## Exercise description:
A word-for-word copy of the entries is the only acceptable reply.

Records drawn from a dataset:
┌──

PR #45, opened 2019-03-02
fix: stringify header values

watson:
Normally headers will always be strings or array of strings, but in case they have been parsed upstream, we must make sure to stringify them here before sending them to the server.

### DIFF
--- a/lib/stringify.js
+++ b/lib/stringify.js
@@ -1,0 +1,27 @@
+'use strict'
+
+exports.context = function (context) {
+  if (!context) return
+
+  if (context.request) stringifyHeaders(context.request.headers)
+  if (context.response) stringifyHeaders(context.response.headers)
+}
+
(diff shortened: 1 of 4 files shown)


lib/stringify.js
```diff
@@ -0,0 +1,27 @@
...
+function stringifyHeaders (headers) {
+  if (!headers) return
+
+  for (const key in headers) {
+    const value = headers[key]
+    if (typeof value === 'string') continue
+    if (Array.isArray(value)) {
+      for (let i = 0; i < value.length; i++) {
+        if (typeof value[i] !== 'string') {
+          value.splice(i, 1, String(value[i]))
```
Qard: Is there a particular reason you use `splice(i, 1, ...)` rather than just `value[i] = ...`?

watson: Let's just pretend you didn't see that 😂 I don't know what I was thinking when I wrote that code

Issue #46, opened 2019-03-07
Truncate Mutates Context Data


blakeembrey:
When using Elastic APM, any data being logged is mutated during the filter execution of `truncate`. This occurred when I tried to use APM with AWS Lambda. The `result` of the lambda function is attached to the context in https://github.com/elastic/apm-agent-nodejs/blob/abb4f1af4a39e59415bf8977608d928e29e11c72/lib/lambda.js#L45, and this client mutates the output object as a result trimming all headers and the body to 1024 bytes. This results in an invalid AWS lambda response.

LucGranato:
This gave me a brain aneurysm.
Lucky that APM was the only thing that was different between the local test and the production environment. It was easier to guess...

PR #49, opened 2019-03-16
Avoid mutation of encoded `obj`

blakeembrey:
Closes https://github.com/elastic/apm-nodejs-http-client/issues/46.

Failing because of the issues mentioned in https://github.com/elastic/apm-nodejs-http-client/issues/46#issuecomment-473490276. Basically, to handle `context.{request,response}.headers` and/or recursion the options are:

1. Stringify the context beforehand and create a new `obj`, failing to properly handle recursion of the top-level object
2. Refactor `breadth-filter` to always run `fn`, then transform the payload of `context.{request,response}.headers` in the callback function
3. Add validation to `context.{request,response}` to ensure the objects match the expected shape - I don't know if anyone is expecting to send non-string headers here


blakeembrey:
Also found a bug in https://github.com/Qard/breadth-filter/issues/7. Fixing it now.

Qard:
I'm working on an update for breadth-filter to support triggering on objects and arrays too. That should enable updating this to work as intended. https://github.com/Qard/breadth-filter/pull/9

Also, I think we would prefer to keep the headers stringification stuff separate from the truncation. Would you mind restoring that bit too?

blakeembrey:
@Qard can you describe what you want? By keeping them separate you run into issue 1, creating new objects to avoid mutation which results in the circular references failing since it’s now a new object.

Qard:
I'll let you know what needs to be done after https://github.com/Qard/breadth-filter/pull/9 lands. The API changes a bit, which enables stuff like replacing circular references with the `[Circular]` value our other tests are expecting, along with enabling direct control of the objects and arrays used to rebuild each given layer in the tree, enabling more fine-grained control over mutability.

As for your question: I just mean the header stringification stuff specifically. The rest of the context should be filtered with the breadthFilter, but the headers object has a known valid structure that we can apply some quicker and easier filters on beforehand. We also want to retain the behavior of making objects within the headers object convert to `[Object object]` as the event will otherwise be rejected by apm server for having an invalid structure.

blakeembrey:
@Qard Got it, I'll be able to split that out once `onObject` exists and check if it's the headers path to apply that logic again. 

Just for my sake, what's the use-case of accepting bad header shapes to start with instead of throwing an error on the JS side?

watson:
@blakeembrey in general the Elastic APM agent should be invisible to the execution of the program. It should never get in the way and have as little of an overhead as possible. Therefore it shouldn't throw any errors either.

Consider this example:

```js
http.createServer(function (req, res) {
  // converts the `session` header value into a session object
  req.headers.session = processSession(req.headers.session)
  if (req.headers.session.loggedIn) {
    // ...
  }
  res.end()
})
```

In this example, the header object is manipulated by the user inside the program. This is perfectly fine, but obviously we don't want an error to be thrown or the APM Server to discard these transactions just because of that. So we need to take into account that someone might have modified the header object. The way we do that is by ensuring that all headers are either strings or arrays of strings.

Qard:
breadth-filter v2 is released now. If you're feeling adventurous, you can update this PR to use the new API. Otherwise, I can make the changes myself. I'm happy to answer any questions you might have about how to use it. It's a bit of a complicated module. 😅

PR #50, opened 2019-03-25
fix(truncate): avoid mutation of encoded `obj`

### LINKED ISSUE #46: Truncate Mutates Context Data

Qard:
@blakeembrey I made an update of your PR to use the latest version of breadth-filter and deal with expected truncation behavior.

Fixes #46
Fixes #49


lib/truncate.js
```diff
@@ -10,192 +10,222 @@ exports.error = truncError
...
-      case 'trace_id':
-      case 'parent_id':
-        max = opts.truncateKeywordsAt
-        break
+      let max = opts.truncateStringsAt
+      switch (path[0]) {
+        case 'name':
+        case 'type':
+        case 'result':
+          value = String(value)
```
watson: No need to stringify the value. It will happen inside `truncate()` as well. So these 3 cases can just be combined with the following 3 cases

lib/truncate.js
```diff
@@ -10,192 +10,222 @@ exports.error = truncError
...
 
-  breadthFilter(span, (value, key, path) => {
-    if (typeof value !== 'string') {
-      return value
-    }
+      let max = opts.truncateStringsAt
+      switch (path[0]) {
+        case 'name':
+        case 'type':
+          value = String(value)
```
watson: No need to stringify the value. It will happen inside `truncate()` as well. So these 3 cases can just be combined with the following group of cases.

lib/truncate.js
```diff
@@ -10,192 +10,222 @@ exports.error = truncError
...
+      }
+
+      return truncate(value, max)
     }
+  })
 
-    return truncate(value, max)
-  }, true)
+  return Object.assign({
+    name: 'undefined',
```
watson: What's the thought behind these `"undefined"` string values?

Qard: This is reproducing the behaviour from before where `trans.name = truncate(String(trans.name), opts.truncateKeywordsAt)` would produce `"undefined"` if the name property was undefined because of the explicit string conversion. The `breadthFilter` will skip the field entirely, if not present as it can't operate on a field it's not aware of.

lib/truncate.js
Qard: fixed

lib/truncate.js
Qard: fixed

Qard:
Made it handle circular arrays and more closely replicate the original behaviours between the different types. I'll see about restoring the split out header string conversion stuff next...

Qard:
Looking closer, it seems splitting the header string conversion stuff back out will be more complicated than I though, because that would just reintroduce the mutation issue. If I put it _before_ the filter, it mutates in-place, if I put it _after_ the filter, a bunch of stuff could miss truncation.

lib/truncate.js
watson: Hm true. I'm wondering about the overhead though. Hopefully these properties will always be present. But lets go with it for now

lib/truncate.js
```diff
@@ -243,3 +267,20 @@ function contextLength (path, opts) {
 
   return opts.truncateStringsAt
 }
+
+function isHeader (path) {
+  return path[0] === 'context' && (path[1] === 'request' || path[1] === 'response') && path[2] === 'headers' && path[3]
+}
+
+function onObjectWithHeaders (value, key, path, isNew) {
+  if (isHeader(path)) return value.toString()
```
watson: Why not use `String(value)` like you do in `truncTransaction` and `truncError`?

Qard: Ah, yeah...good point. Just a second. 😅

Qard: fixed.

└──

## Reply to the task:
PR #45, opened 2019-03-02
fix: stringify header values

watson:
Normally headers will always be strings or array of strings, but in case they have been parsed upstream, we must make sure to stringify them here before sending them to the server.

### DIFF
--- a/lib/stringify.js
+++ b/lib/stringify.js
@@ -1,0 +1,27 @@
+'use strict'
+
+exports.context = function (context) {
+  if (!context) return
+
+  if (context.request) stringifyHeaders(context.request.headers)
+  if (context.response) stringifyHeaders(context.response.headers)
+}
+
(diff shortened: 1 of 4 files shown)


lib/stringify.js
```diff
@@ -0,0 +1,27 @@
...
+function stringifyHeaders (headers) {
+  if (!headers) return
+
+  for (const key in headers) {
+    const value = headers[key]
+    if (typeof value === 'string') continue
+    if (Array.isArray(value)) {
+      for (let i = 0; i < value.length; i++) {
+        if (typeof value[i] !== 'string') {
+          value.splice(i, 1, String(value[i]))
```
Qard: Is there a particular reason you use `splice(i, 1, ...)` rather than just `value[i] = ...`?

watson: Let's just pretend you didn't see that 😂 I don't know what I was thinking when I wrote that code

Issue #46, opened 2019-03-07
Truncate Mutates Context Data


blakeembrey:
When using Elastic APM, any data being logged is mutated during the filter execution of `truncate`. This occurred when I tried to use APM with AWS Lambda. The `result` of the lambda function is attached to the context in https://github.com/elastic/apm-agent-nodejs/blob/abb4f1af4a39e59415bf8977608d928e29e11c72/lib/lambda.js#L45, and this client mutates the output object as a result trimming all headers and the body to 1024 bytes. This results in an invalid AWS lambda response.

LucGranato:
This gave me a brain aneurysm.
Lucky that APM was the only thing that was different between the local test and the production environment. It was easier to guess...

PR #49, opened 2019-03-16
Avoid mutation of encoded `obj`

blakeembrey:
Closes https://github.com/elastic/apm-nodejs-http-client/issues/46.

Failing because of the issues mentioned in https://github.com/elastic/apm-nodejs-http-client/issues/46#issuecomment-473490276. Basically, to handle `context.{request,response}.headers` and/or recursion the options are:

1. Stringify the context beforehand and create a new `obj`, failing to properly handle recursion of the top-level object
2. Refactor `breadth-filter` to always run `fn`, then transform the payload of `context.{request,response}.headers` in the callback function
3. Add validation to `context.{request,response}` to ensure the objects match the expected shape - I don't know if anyone is expecting to send non-string headers here


blakeembrey:
Also found a bug in https://github.com/Qard/breadth-filter/issues/7. Fixing it now.

Qard:
I'm working on an update for breadth-filter to support triggering on objects and arrays too. That should enable updating this to work as intended. https://github.com/Qard/breadth-filter/pull/9

Also, I think we would prefer to keep the headers stringification stuff separate from the truncation. Would you mind restoring that bit too?

blakeembrey:
@Qard can you describe what you want? By keeping them separate you run into issue 1, creating new objects to avoid mutation which results in the circular references failing since it’s now a new object.

Qard:
I'll let you know what needs to be done after https://github.com/Qard/breadth-filter/pull/9 lands. The API changes a bit, which enables stuff like replacing circular references with the `[Circular]` value our other tests are expecting, along with enabling direct control of the objects and arrays used to rebuild each given layer in the tree, enabling more fine-grained control over mutability.

As for your question: I just mean the header stringification stuff specifically. The rest of the context should be filtered with the breadthFilter, but the headers object has a known valid structure that we can apply some quicker and easier filters on beforehand. We also want to retain the behavior of making objects within the headers object convert to `[Object object]` as the event will otherwise be rejected by apm server for having an invalid structure.

blakeembrey:
@Qard Got it, I'll be able to split that out once `onObject` exists and check if it's the headers path to apply that logic again. 

Just for my sake, what's the use-case of accepting bad header shapes to start with instead of throwing an error on the JS side?

watson:
@blakeembrey in general the Elastic APM agent should be invisible to the execution of the program. It should never get in the way and have as little of an overhead as possible. Therefore it shouldn't throw any errors either.

Consider this example:

```js
http.createServer(function (req, res) {
  // converts the `session` header value into a session object
  req.headers.session = processSession(req.headers.session)
  if (req.headers.session.loggedIn) {
    // ...
  }
  res.end()
})
```

In this example, the header object is manipulated by the user inside the program. This is perfectly fine, but obviously we don't want an error to be thrown or the APM Server to discard these transactions just because of that. So we need to take into account that someone might have modified the header object. The way we do that is by ensuring that all headers are either strings or arrays of strings.

Qard:
breadth-filter v2 is released now. If you're feeling adventurous, you can update this PR to use the new API. Otherwise, I can make the changes myself. I'm happy to answer any questions you might have about how to use it. It's a bit of a complicated module. 😅

PR #50, opened 2019-03-25
fix(truncate): avoid mutation of encoded `obj`

### LINKED ISSUE #46: Truncate Mutates Context Data

Qard:
@blakeembrey I made an update of your PR to use the latest version of breadth-filter and deal with expected truncation behavior.

Fixes #46
Fixes #49


lib/truncate.js
```diff
@@ -10,192 +10,222 @@ exports.error = truncError
...
-      case 'trace_id':
-      case 'parent_id':
-        max = opts.truncateKeywordsAt
-        break
+      let max = opts.truncateStringsAt
+      switch (path[0]) {
+        case 'name':
+        case 'type':
+        case 'result':
+          value = String(value)
```
watson: No need to stringify the value. It will happen inside `truncate()` as well. So these 3 cases can just be combined with the following 3 cases

lib/truncate.js
```diff
@@ -10,192 +10,222 @@ exports.error = truncError
...
 
-  breadthFilter(span, (value, key, path) => {
-    if (typeof value !== 'string') {
-      return value
-    }
+      let max = opts.truncateStringsAt
+      switch (path[0]) {
+        case 'name':
+        case 'type':
+          value = String(value)
```
watson: No need to stringify the value. It will happen inside `truncate()` as well. So these 3 cases can just be combined with the following group of cases.

lib/truncate.js
```diff
@@ -10,192 +10,222 @@ exports.error = truncError
...
+      }
+
+      return truncate(value, max)
     }
+  })
 
-    return truncate(value, max)
-  }, true)
+  return Object.assign({
+    name: 'undefined',
```
watson: What's the thought behind these `"undefined"` string values?

Qard: This is reproducing the behaviour from before where `trans.name = truncate(String(trans.name), opts.truncateKeywordsAt)` would produce `"undefined"` if the name property was undefined because of the explicit string conversion. The `breadthFilter` will skip the field entirely, if not present as it can't operate on a field it's not aware of.

lib/truncate.js
Qard: fixed

lib/truncate.js
Qard: fixed

Qard:
Made it handle circular arrays and more closely replicate the original behaviours between the different types. I'll see about restoring the split out header string conversion stuff next...

Qard:
Looking closer, it seems splitting the header string conversion stuff back out will be more complicated than I though, because that would just reintroduce the mutation issue. If I put it _before_ the filter, it mutates in-place, if I put it _after_ the filter, a bunch of stuff could miss truncation.

lib/truncate.js
watson: Hm true. I'm wondering about the overhead though. Hopefully these properties will always be present. But lets go with it for now

lib/truncate.js
```diff
@@ -243,3 +267,20 @@ function contextLength (path, opts) {
 
   return opts.truncateStringsAt
 }
+
+function isHeader (path) {
+  return path[0] === 'context' && (path[1] === 'request' || path[1] === 'response') && path[2] === 'headers' && path[3]
+}
+
+function onObjectWithHeaders (value, key, path, isNew) {
+  if (isHeader(path)) return value.toString()
```
watson: Why not use `String(value)` like you do in `truncTransaction` and `truncError`?

Qard: Ah, yeah...good point. Just a second. 😅

Qard: fixed.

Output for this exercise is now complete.